I am so happy I joined the TiVo family again last year. I missed it immensely. Until it goes the way of the Dodo my wife, daughter, and I are gong to have it. My Xbox One, TiVo, and Minis are all the devices I need. I have all the apps and bases covered... Xbox One has a browser so everything I could possibly want I get.


----------



## Damiansnpvp4 (Feb 6, 2015)

I'm not asking Tivo to do the impossible, or create anything as they have been trying to do in the past. I'm asking for them to make it easy for them & us to use products that have already been tried & tested. Designing a box that has DLNA is a great easy tried & test feature that is universal. No they leave that out & make us hop skip & jump to stream from our computer. Designing a box as an open source to be able to add apps is almost universal, This area has been tried & tested already with Android/Apple/Google, but no they try to either make up their own apps or control untried, unknown apps that go into their box. The Tivo apps are crappy, & create so much work on trying to keep them up, rather than making their box compatible with the heavy hitters. This is not hard to make changes that are available & already working. Tivo doesn't have to create anything, its already there for the taking. Google has already said they are working on an all in one system that includes free internet to everyone by weather balloons. I'm sure they also include some type of DVR. They also said Cable & Satellite is dyeing now & Googles setup will be the death of Cable/Satellite. Google has huge plans, resources & is coming in for the motherload. People think that Tivo with there crappy apps is going to impress the world because they have an outstanding DVR, don't think so because Google will have some type of DVR too plus apps, free internet & all the bells & whistles


----------



## Damiansnpvp4 (Feb 6, 2015)

jmerr74 said:


> I am so happy I joined the TiVo family again last year. I missed it immensely. Until it goes the way of the Dodo my wife, daughter, and I are gong to have it. My Xbox One, TiVo, and Minis are all the devices I need. I have all the apps and bases covered... Xbox One has a browser so everything I could possibly want I get.

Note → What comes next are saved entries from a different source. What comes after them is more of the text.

PR #1223, opened 2024-07-23
Report error diagnostic when trying to flattening a model with polymorphsim

### LINKED ISSUE #959: [TCGC] propertyFlatten not apply to property of polymorphic type

Context: at present, `@flattenProperty` had to be applied to template property. e.g. https://github.com/Azure/azure-rest-api-specs/blob/1418642cf8a57954c781c26c759fd4aef39a1287/specification/vmware/Microsoft.AVS/client.tsp#L19

For a property of polymorphic type, it is not possible to flatten the model, as polymorphic is runtime behavior.
https://github.com/Azure/azure-rest-api-specs/blob/1418642cf8a57954c781c26c759fd4aef39a1287/specification/vmware/Microsoft.AVS/models.tsp#L1715-L1744

Therefore, either the decorator, or the TCGC, may want to not set `SdkBodyModelPropertyType.flatten=true`.

Alternatively, this can be done in language emitter part (Java does this), as e.g. one would still encounter it from Swagger. However, the flatten may already be done by m4.
https://github.com/Azure/azure-rest-api-specs/blob/32f566eb38af9593cfc1ed183362471c50d67fb2/specification/vmware/resource-manager/Microsoft.AVS/stable/2023-09-01/vmware.json#L6514-L6516

### Checklist

archerzz:
resolve #959


.chronus/changes/tcgc-forbid-polymorphism-flatten-2024-6-23-22-12-38.md
```diff
@@ -0,0 +1,7 @@
+---
+changeKind: feature
+packages:
+  - "@azure-tools/typespec-client-generator-core"
+---
+
+throw error when trying to flattening a model with polymorphsim
```
timotheeguerin, line 7:
```suggestion
Report error diagnostic when trying to flattening a model with polymorphism
```

do not call reporting diagnostic throw as this is something you should absolutely not do in TypeSpec libraries.

packages/typespec-client-generator-core/test/decorators.test.ts
```diff
@@ -2545,6 +2545,34 @@ describe("typespec-client-generator-core: decorators", () => {
         code: "decorator-wrong-target",
       });
     });
+
+    it("throws error when used on a polymorphism type", async () => {
+      const diagnostics = await runner.diagnose(`
+        @service({})
```
timotheeguerin, line 2551:
```suggestion
        @service
```

packages/typespec-client-generator-core/test/decorators.test.ts
```diff
@@ -2545,6 +2545,34 @@ describe("typespec-client-generator-core: decorators", () => {
...
+
+          @test
+          @discriminator("kind")
+          model Model2{
+            kind: string;
+          }
+
+          @test
+          @route("/func1")
+          op func1(@body body: Model1): void;
```
timotheeguerin, line 2568: is the route relevant to this test, can it be removed

packages/typespec-client-generator-core/src/lib.ts
```diff
@@ -166,6 +166,12 @@ export const $lib = createTypeSpecLibrary({
         nonDecorator: paramMessage`Client name: "${"name"}" is defined somewhere causing nameing conflicts in language scope: "${"scope"}"`,
       },
     },
+    "flatten-polymorphism": {
+      severity: "error",
+      messages: {
+        default: `Flattening polymorphic types is not supported.`,
```
weidongxu-microsoft, line 172: nit, "Cannot flatten property of polymorphic type"?

weidongxu-microsoft (approved):

archerzz:
I changed the merge target branch from `main` to `release/july-2024`, per suggestion.

iscai-msft:
@timotheeguerin should this be an error, or should it be a linter warning? It is a bad thing to generate, but I'm not sure we should completely blow up generation in this case

timotheeguerin:
I think it's fine to be an error if it's run in the validator as it would count as a validator of the for @flatten decorator. If run in the preprocessor then no. And people will not see it in the ide too

timotheeguerin (approved):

I have used Xbox360 browser & it is outstanding. It works so well with the snap in keyboard I can't imagine how they could improve it, but I'm sure they did. Tivo has a browser that is confusing & difficult to install. The browser is horrible, worst I've ever seen, looks like it was created in the 1970's, really! No disrespect to the creator, he doesn't belong to Tivo. Tivo go to Xbox's browser & see what an amazing job they did.


----------



## Diana Collins (Aug 21, 2002)

Damiansnpvp4 said:


> Oh you are wrong, Tivo in the early days was well known, a household name. They was hooked up with Direct TV & Tivo was the only DVR for Direct TV. Tivo & Direct TV were running MPEG2, until Direct TV changed over to MPEG4 & Tivo did not want anything to do with MPEG4. They had war over this format & then Tivo left Direct TV. At this time Direct TV started making there own DVR's, I remember this so clear because I hated that DVR, especially the remote. I tried Direct TV for a number of years, but missed Tivo. The peanut remote has an amazing feeling to it that no other remote has been able to capture, plus an addictive sound when pressing the keys. A number of years ago I cut the cord with Direct TV, I hated the fact that they charged for OTA channels that are already free & hated why I was paying for so many channels, when I was only using 7 channels & 4 out of the 7 were OTA, the free channels. I now use Tivo OTA, Tivo Mini, Kodi, Youtube, Internet apps & download torrents (with VPN#) for vacation. I hate Direct TV charging for OTA & extra channels so much that they have driven me to accept the sin of the torrents from time to time.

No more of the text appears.